- [Exercise instructions]:
Return the run of lines below that opens with the line containing "All tests passed" and closes with the line containing "positions and offsets.", keeping each one exact.

(Collected data)
PR #155, opened 2025-02-26
Comment Triton RMSNorm unit tests causing the CI to fail

lucas-santos-amd:
All tests passed locally with this compiler version: triton-lang/triton@c4c8bac, but the CI is failing with the commented unit tests. So I'm putting it here until we find the reason.


vgokhale (approved):
Can you add a TODO to uncomment the test with a short note on why it was commented out?

vgokhale (approved):

PR #160, opened 2025-02-27
Triton moe kernel

rahulbatra85:


aiter/ops/triton/moe_op.py
```diff
@@ -114,13 +349,22 @@ def _fused_moe_kernel(
     offs_token = tl.load(sorted_token_ids_ptr + offs_token_id)
     token_mask = offs_token < num_valid_tokens
 
+    off_experts = tl.load(expert_ids_ptr + pid_m).to(tl.int64)
+    if off_experts == -1:
+        # -----------------------------------------------------------
+        # Write back zeros to the output when the expert is not
+        # in the current expert parallel rank.
+        _write_zeros_to_output(c_ptr, stride_cm, stride_cn, pid_n, N,
```
vgokhale, line 357: I'm not sure I understand this. Why is this needed?

rahulbatra85: This is the new code in vllm where they are sharding the experts and fill -1 during moe_align_block_size.
https://github.com/vllm-project/vllm/blob/main/vllm/model_executor/layers/fused_moe/fused_moe.py#L591.

I will need to update the moe_align_block_size code as well.
https://github.com/vllm-project/vllm/blob/main/vllm/model_executor/layers/fused_moe/fused_moe.py#L580

vgokhale (approved):

PR #176, opened 2025-03-05
Implement Variants of RoPE

ruanjm:
ATT. Includes:
* Rotate style: Supports both NEOX and GPT-J style. Backward is also supported by both styles.
* The size in hidden dim of `freqs`/`sin`/`cos` can be half of that of input/output tensor.
* Nope first: Rotate latter half of tensor.
* 2 channels: handle two inputs at once.
* Inplace mode: Input and output is the same. Some specific optimization is also designed for this mode.
* Get rotate angle or cos/sin via positions and offsets.

Compared with legacy implementation, the average latency in fp16 and bf16 is reduced to about 73.5% (from 37.1% in best cases to 142.5% in worst cases). Meanwhile, more functions are supported.


ruanjm:
I think there is nothing more need to be added. @carlushuang @valarLip Please review the PR.

valarLip (approved):
LGTM

PR #237, opened 2025-03-21
XCD remapping for moe

Chi-Chu319:
This pr remaps the XCD for moe, http://github.com/ROCm/triton/blob/main_perf/python/perf-kernels/gemm.py#L94

The logic:
The pid m and n are grouped to access the adjacent tiles on the same XCD so it promotes the L2 usage


rahulbatra85:
@Chi-Chu319  This looks good to me except can you clean up the commit history. I think the commit history in main would be hard to follow when your PR is merged because of the merges of main into your branch. May be they get resolved automatically. Anyways, I usually do a rebase of main onto a local branch when I need to sync up latest main. That way no issues pop up during PR merge.
Also, if it makes sense squash your two commits into one.

Thanks!

rahulbatra85 (approved):

PR #3766, opened 2026-06-17
Fix batched_gemm_a16wfp4 split-K garbage output / OOB for small M

### LINKED ISSUE #3737: [Issue]: batched_gemm_a16wfp4 split-K path reads out of bounds / returns garbage for small M on gfx950
### Problem Description

(Content summarized by AI, but verified)

## Summary

We found a correctness and stability issue in AITER's `batched_gemm_a16wfp4` kernel on ROCm/gfx950. The issue appears in the split-K path selected for small `M`, which is common during LLM decode. The kernel can return garbage values or hit a HIP illegal memory access.

This surfaced while running GLM-5.1 in vLLM, but a standalone test of the AITER kernel reproduces the issue without the full model. Disabling vLLM's use of this fp4 batched-GEMM path avoids the problem.

## Environment

- GPU arch: gfx950
- Container: `rocm/vllm-dev:nightly`
- AITER version: `0.1.13.post1`
- vLLM image version used during initial repro: `0.22.1rc1.dev511+gc621af169.rocm723`

## Problem Shape

The GLM-5.1 MLA decode up-projection uses shapes equivalent to:

- `x`: `[8, M, 512]`, bf16
- `w`: `[8, 256, 256]`, uint8
- `w_scales`: `[8, 256, 16]`, uint8
- `transpose_bm=True`
- `prequant=True`

For small `M`, `_get_config(M, N=256, K=512)` selects `NUM_KSPLIT=4`.

## Observed Behavior

Standalone kernel test results against a bf16 reference:

- `M = 1, 2, 4, 8, 16, 32, 64, 128`: output is garbage, cosine similarity near 0 or NaN
- `M = 256, 512`: output is correct, cosine similarity around 0.987
- In the full GLM-5.1 decode path, this sometimes becomes `HIP error 700: illegal memory access`

Forcing `NUM_KSPLIT=1` makes the small-M cases correct.

## Suspected Root Cause

For `M=1, N=256, K=512`, AITER selects:

- `NUM_KSPLIT=4`
- `BLOCK_SIZE_K=256`
- `SPLITK_BLOCK_SIZE=256`

The effective A ranges are:

- `pid_k=0`: `[0, 256)` valid
- `pid_k=1`: `[256, 512)` valid
- `pid_k=2`: `[512, 768)` out of bounds
- `pid_k=3`: `[768, 1024)` out of bounds

Only 2 splits are needed for `K=512`, but 4 are launched. The guard appears to use packed half-units:

### Operating System

22.04.5 LTS (Jammy Jellyfish)

### CPU

AMD EPYC 9575F 64-Core Processor

### GPU

8 * MI355

### ROCm Version

rocm 7.2.3

### ROCm Component

_No response_

### Steps to Reproduce

```
"""Standalone test of AITER batched_gemm_a16wfp4 with GLM-5.1 MLA _v_up_proj
shapes, mirroring vllm/model_executor/layers/attention/mla_attention.py.

No model load: directly exercises the AITER fp4 batched-GEMM kernel that
faulted (illegal memory access in _batched_gemm_a16wfp4_reduce_kernel) to
determine whether the kernel itself is buggy independent of vLLM.

Run on a single GPU:
  AMD_SERIALIZE_KERNEL=3 HIP_LAUNCH_BLOCKING=1 VLLM_ROCM_USE_AITER=1 \
  HIP_VISIBLE_DEVICES=0 python3 /root/workspace/aiter_fp4bmm_test.py
"""

import os
import sys
import traceback

import torch

from vllm._aiter_ops import rocm_aiter_ops
from vllm.model_executor.layers.quantization.quark.utils import (
    quark_quantize_weight_to_mxfp4,
)

# GLM-5.1 MLA dims, per TP=8 rank.
N = int(os.environ.get("N_HEADS", "8"))        # num_heads / TP
LKV = int(os.environ.get("LKV", "512"))        # kv_lora_rank (K)
V = int(os.environ.get("V_HEAD", "256"))       # v_head_dim (N)

dev = "cuda"
print(f">>> fp4bmm_enabled={rocm_aiter_ops.is_fp4bmm_enabled()} "
      f"N={N} LKV={LKV} V={V}", flush=True)

# W_UV is [Lkv, N, V]; vLLM stores W_V = quant(W_UV.permute(1,2,0)) -> [N, V, Lkv]
W_UV = torch.randn(LKV, N, V, dtype=torch.bfloat16, device=dev) * 0.02
W_V, W_V_scale = quark_quantize_weight_to_mxfp4(W_UV.permute(1, 2, 0).contiguous())
print(f">>> W_V {tuple(W_V.shape)} {W_V.dtype}  scale {tuple(W_V_scale.shape)} "
      f"{W_V_scale.dtype}", flush=True)

batch_sizes = [int(b) for b in os.environ.get(
    "BATCHES", "1,2,4,8,16,32,64,128,256,512").split(",")]

def cossim(a, b):
    a = a.float().flatten()
    b = b.float().flatten()
    return torch.nn.functional.cosine_similarity(a, b, dim=0).item()


for B in batch_sizes:
    try:
        x = torch.randn(N, B, LKV, dtype=torch.bfloat16, device=dev) * 0.1
        out = torch.empty(B, N, V, dtype=torch.bfloat16, device=dev)
        out = out.view(-1, N, V)
        res = rocm_aiter_ops.batched_gemm_a16wfp4(
            x, W_V, W_V_scale, out,
            transpose_bm=True, prequant=True, y_scale=None,
        )
        torch.cuda.synchronize()
        # bf16 reference: out_ref[b,n,v] = sum_l x[n,b,l] * W_UV[l,n,v]
        ref = torch.einsum("nbl,lnv->bnv", x.float(), W_UV.float())
        finite = torch.isfinite(res).all().item()
        cs = cossim(res, ref)
        flag = "OK " if (finite and cs > 0.9) else "BAD"
        print(f"B={B:5d}  {flag} out={tuple(res.shape)} finite={finite} "
              f"cos_sim_vs_bf16={cs:.4f} mean={res.float().mean().item():.3e}",
              flush=True)
    except Exception as e:  # noqa: BLE001
        print(f"B={B:5d}  FAIL  {type(e).__name__}: {e}", flush=True)
        traceback.print_exc()
        sys.exit(2)

print(">>> ALL BATCHES DONE", flush=True)
```

<details>

```
Paste output here
```

</details>

### Additional Information

_No response_

srinivamd:
## Summary

Fixes the split-K path in `batched_gemm_a16wfp4` that produces garbage output or `HIP error 700: illegal memory access` for small M values on gfx950. This was reported with GLM-5.1 MLA decode in vLLM.

Fixes: https://github.com/ROCm/aiter/issues/3737
Ref: https://amd-hub.atlassian.net/browse/ROCM-26196

## Root Cause

Three independent defects in the split-K path compound to produce incorrect results when `NUM_KSPLIT > 1` and K is small:

### 1. Missing NUM_KSPLIT re-ensure in kernel-local `get_splitk()`

The copy of `get_splitk()` in `_triton_kernels/gemm/batched/batched_gemm_a16wfp4.py` was missing the final `NUM_KSPLIT = triton.cdiv(K, (SPLITK_BLOCK_SIZE // 2))` recalculation that the canonical version in `gemm_afp4wfp4.py:63` has. Without this, the heuristic loop can exit with a `NUM_KSPLIT` that exceeds `ceil(K / (SPLITK_BLOCK_SIZE // 2))`, launching excess K-splits whose starting offset falls outside the valid K range.

### 2. Missing `other=0.0` on masked load in reduction kernel

When `ACTUAL_KSPLIT < MAX_KSPLIT`, the reduction kernel uses a masked `tl.load` for the partial-results buffer `y_pp`. However, the `other=` parameter was not specified. Unexecuted K-splits leave their `y_pp` slots uninitialized (`torch.empty`), and without `other=0.0` the masked-off loads may not reliably return zero, causing garbage to be summed into the final output.

### 3. Missing `NUM_KSPLIT=1` safety clamp in batched wrapper

When `BLOCK_SIZE_K >= 2*K` (a single block covers the entire K dimension), the non-batched `gemm_a16wfp4.py` forces `config["NUM_KSPLIT"] = 1`. The batched wrapper was missing this clamp, allowing split-K to remain active when it serves no purpose and can produce incorrect partial results.

## Changes

| File | Change |
|---|---|
| `aiter/ops/triton/_triton_kernels/gemm/batched/batched_gemm_a16wfp4.py` | Add `NUM_KSPLIT` re-ensure to local `get_splitk()` (parity with `gemm_afp4wfp4.py:63`) |
| `aiter/ops/triton/_triton_kernels/gemm/batched/batched_gemm_a16wfp4.py` | Add `other=0.0` to masked `tl.load` in `_batched_gemm_a16wfp4_reduce_kernel` |
| `aiter/ops/triton/gemm/batched/batched_gemm_a16wfp4.py` | Add `config["NUM_KSPLIT"] = 1` clamp when `BLOCK_SIZE_K >= 2*K` (parity with non-batched wrapper) |

## Reproduction

Standalone test from [#3737](https://github.com/ROCm/aiter/issues/3737):
- GPU: gfx950 (MI355)
- Shapes: `x=[8, M, 512]` bf16, `w=[8, 256, 256]` uint8, M in {1..128}
- Before fix: cosine similarity near 0 or NaN for M <= 128
- After fix: correct output for all M values

## Test Plan

- Existing batched GEMM tests should continue to pass (split-K with NUM_KSPLIT=1 is the default gfx950 config path)
- The three fixes are defense-in-depth: each independently prevents the failure mode, and together they close all three gaps

## Submission Checklist


brunomazzottiamd (approved):
LGTM!

However, a I have a suggestion:

`get_splitk` function from `aiter/ops/triton/_triton_kernels/gemm/batched/batched_gemm_a16wfp4.py` will become identical to `get_splitk` function from `aiter/ops/triton/gemm/basic/gemm_afp4wfp4.py`. Wouldn't it be better to have only one copy of this function?

`aiter/ops/triton/gemm/basic/gemm_a16wfp4.py` already does this:
```python
from aiter.ops.triton.gemm.basic.gemm_afp4wfp4 import (
    get_splitk,
)
```

brunomazzottiamd:
It seems we love to copy & paste code...

There are **7 near-identical copies** of the same split-K heuristic across the Triton GEMM modules.

### The duplicated cluster: `get_splitk(K, BLOCK_SIZE_K, NUM_KSPLIT)`

All of these implement the *exact same* "make `EVEN_K == True` as much as possible" heuristic loop, returning `(SPLITK_BLOCK_SIZE, BLOCK_SIZE_K, NUM_KSPLIT)`:

| # | File | Line | Name |
|---|------|------|------|
| 1 | `aiter/ops/triton/gemm/basic/gemm_afp4wfp4.py` | 32 | `get_splitk` |
| 2 | `aiter/ops/triton/gemm/fused/fused_gemm_afp4wfp4_mul_add.py` | 31 | `get_splitk` |
| 3 | `aiter/ops/triton/gemm/fused/fused_gemm_a8w8_blockscale_mul_add.py` | 26 | `get_splitk` |
| 4 | `aiter/ops/triton/_triton_kernels/gemm/basic/gemm_a16wfp4.py` | 383 | `get_splitk` |
| 5 | `aiter/ops/triton/_triton_kernels/gemm/batched/batched_gemm_a16wfp4.py` | 282 | `get_splitk` |
| 6 | `aiter/ops/triton/_triton_kernels/gemm/batched/batched_gemm_afp4wfp4.py` | 289 | `get_splitk` |
| 7 | `aiter/ops/triton/_triton_kernels/gemm/basic/gemm_a8wfp4.py` | 225 | `_get_splitk` |

### Differences between the copies

The body is identical except for three minor variations:

- **`NUM_KSPLIT_STEP` / `BLOCK_SIZE_K_STEP`**: `2` in all copies **except 7** (`gemm_a8wfp4.py`), which uses `4`.
- **Trailing "re-ensure" line** - only copy 1 (`gemm/basic/gemm_afp4wfp4.py`) has it:

```62:63:aiter/ops/triton/gemm/basic/gemm_afp4wfp4.py
    # re-ensuring NUM_KSPLIT is the correct value
    NUM_KSPLIT = triton.cdiv(K, (SPLITK_BLOCK_SIZE // 2))
```

  Copies 6 (`batched_gemm_afp4wfp4.py`) and 7 (`gemm_a8wfp4.py`) return without this re-ensure step; the others (2–5) match 1's loop but I should note 2–5 also lack the re-ensure line (only 1 has it).
- **Comments**: copy 6 has leftover commented-out `print(...)` debug lines inside the loop.

So functionally there are basically **two behaviors**: the `STEP=2` family (1–6) and the lone `STEP=4` variant (7), with 1 being the only one that recomputes `NUM_KSPLIT` at the end.

FYI: @azaidy + @vgokhale

brunomazzottiamd:
@srinivamd, there's no need to refactor everything in the scope of this PR. We can handle https://github.com/ROCm/aiter/pull/3766#issuecomment-4742533751 in another PR!

Shahzeb-AMD:
@jamestangg can we merge this PR?

yifehuan (approved):
LGTM

Fangzhou-Ai:
LGTM

PR #3769, opened 2026-06-17
[FlyDSL AOT] Parallelize standalone main() compile drivers

zhiding512:
The per-module `python -m aiter.aot.flydsl.<op>` drivers compiled kernels in serial for-loops, even though the setup.py build path already fans out across a ProcessPoolExecutor via start_aot/wait_aot. Consolidate the pool logic into a shared `run_jobs_parallel(worker, jobs)` helper in common.py and route all four main()s (moe, gemm, grouped_moe, chunk_gdn_h) through it.

- Extract `_resolve_max_workers` so start_aot and the main() drivers honour the same AITER_FLYDSL_AOT_WORKERS knob and never desync on pool size.
- moe stage1+stage2 and gemm hgemm+preshuffle share one pool each (the compiles are independent; stage2 does not read stage1's cache artifact).
- Per-kernel worker crashes are caught and tallied so one bad kernel does not abort the batch; crash label falls back to a job repr for kinds with no kernel_name (chunk_gdn_h).

Must be multi-process, not multi-thread: compile_one_config mutates process-global state (ARCH / FLYDSL_GPU_ARCH env overrides, FakeTensorMode), which threads would corrupt.


aiter/aot/flydsl/chunk_gdn_h.py
```diff
@@ -48,6 +48,14 @@
 from pathlib import Path
 from typing import Any
 
+# Only when this module is run directly as the AOT compile driver do we hide
+# HIP devices and take aiter's AOT import path; importing it as a library must
+# not mutate the environment. __name__ is already "__main__" here, even though
+# this runs before the aiter imports below that read these variables.
+if __name__ == "__main__":
+    os.environ.setdefault("HIP_VISIBLE_DEVICES", "-1")
+    os.environ.setdefault("AITER_AOT_IMPORT", "1")
```
coderfeli: ？？？？

aiter/aot/flydsl/chunk_gdn_h.py
```diff
@@ -325,9 +334,11 @@ def compile_one_config(
 
     t0 = time.time()
     try:
-        with override_env("ARCH", aot_arch), override_env(
-            "FLYDSL_GPU_ARCH", aot_arch
-        ), FakeTensorMode():
+        with (
+            override_env("ARCH", aot_arch),
+            override_env("FLYDSL_GPU_ARCH", aot_arch),
```
coderfeli, line 330: 2 arch ?

aiter/aot/flydsl/gemm.py
```diff
@@ -36,6 +36,14 @@
 import time
 from typing import Dict, Optional
 
+# Only when this module is run directly as the AOT compile driver do we hide
+# HIP devices and take aiter's AOT import path; importing it as a library must
+# not mutate the environment. __name__ is already "__main__" here, even though
+# this runs before the aiter imports below that read these variables.
+if __name__ == "__main__":
+    os.environ.setdefault("HIP_VISIBLE_DEVICES", "-1")
+    os.environ.setdefault("AITER_AOT_IMPORT", "1")
```
coderfeli: ???

aiter/aot/flydsl/common.py
```diff
@@ -270,6 +270,50 @@ def _affinity_aware_cpu_count() -> int:
...
+        except ValueError as e:
+            raise ValueError(
+                f"AITER_FLYDSL_AOT_WORKERS must be an integer, got {workers_env!r}"
+            ) from e
+    else:
+        max_workers = min(_affinity_aware_cpu_count(), _DEFAULT_MAX_WORKERS)
+    return max(min(max_workers, num_jobs), 1)
+
+
+def run_jobs_parallel(
```
coderfeli, line 287: already have a parallel func and ci aot? is this duplicated?

aiter/aot/flydsl/chunk_gdn_h.py
zhiding512: So these two environment variables should be mentioned in the comments is better?

aiter/aot/flydsl/common.py
zhiding512: For code readable, I think writing two implementations is better since they are for different uses.

aiter/aot/flydsl/gemm.py
zhiding512: Same reason above.

aiter/aot/flydsl/chunk_gdn_h.py
zhiding512: Seems only set FLYDSL_GPU_ARCH is OK. Let's change this.

coderfeli (approved):

coderfeli (dismissed):

valarLip (approved):

PR #3773, opened 2026-06-17
Fix/topk decode dispatch seqlen

chuanbowang2026:
## Summary

`top_k_per_row_decode` previously used `stride0` to choose between multi-block (mb) and one-block (ob) execution paths. In CUDAGraph scenarios, `stride0` is frozen at the pre-allocated width (e.g. `262144`) while the effective row length is much shorter (`~8192`), causing the dispatcher to unnecessarily select the multi-block path.

This PR switches decode to **always use the one-block kernel unconditionally**:

- **C++ side** (`topk_per_row_kernels.cu`): `top_k_per_row_decode` bypasses `should_use_mulblocks()` and directly calls the ob kernel. The original mb/ob dispatch logic is preserved in comments for future reference.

- [Result]:
All tests passed locally with this compiler version: triton-lang/triton@c4c8bac, but the CI is failing with the commented unit tests. So I'm putting it here until we find the reason.


vgokhale (approved):
Can you add a TODO to uncomment the test with a short note on why it was commented out?

vgokhale (approved):

PR #160, opened 2025-02-27
Triton moe kernel

rahulbatra85:


aiter/ops/triton/moe_op.py
```diff
@@ -114,13 +349,22 @@ def _fused_moe_kernel(
     offs_token = tl.load(sorted_token_ids_ptr + offs_token_id)
     token_mask = offs_token < num_valid_tokens
 
+    off_experts = tl.load(expert_ids_ptr + pid_m).to(tl.int64)
+    if off_experts == -1:
+        # -----------------------------------------------------------
+        # Write back zeros to the output when the expert is not
+        # in the current expert parallel rank.
+        _write_zeros_to_output(c_ptr, stride_cm, stride_cn, pid_n, N,
```
vgokhale, line 357: I'm not sure I understand this. Why is this needed?

rahulbatra85: This is the new code in vllm where they are sharding the experts and fill -1 during moe_align_block_size.
https://github.com/vllm-project/vllm/blob/main/vllm/model_executor/layers/fused_moe/fused_moe.py#L591.

I will need to update the moe_align_block_size code as well.
https://github.com/vllm-project/vllm/blob/main/vllm/model_executor/layers/fused_moe/fused_moe.py#L580

vgokhale (approved):

PR #176, opened 2025-03-05
Implement Variants of RoPE

ruanjm:
ATT. Includes:
* Rotate style: Supports both NEOX and GPT-J style. Backward is also supported by both styles.
* The size in hidden dim of `freqs`/`sin`/`cos` can be half of that of input/output tensor.
* Nope first: Rotate latter half of tensor.
* 2 channels: handle two inputs at once.
* Inplace mode: Input and output is the same. Some specific optimization is also designed for this mode.
* Get rotate angle or cos/sin via positions and offsets.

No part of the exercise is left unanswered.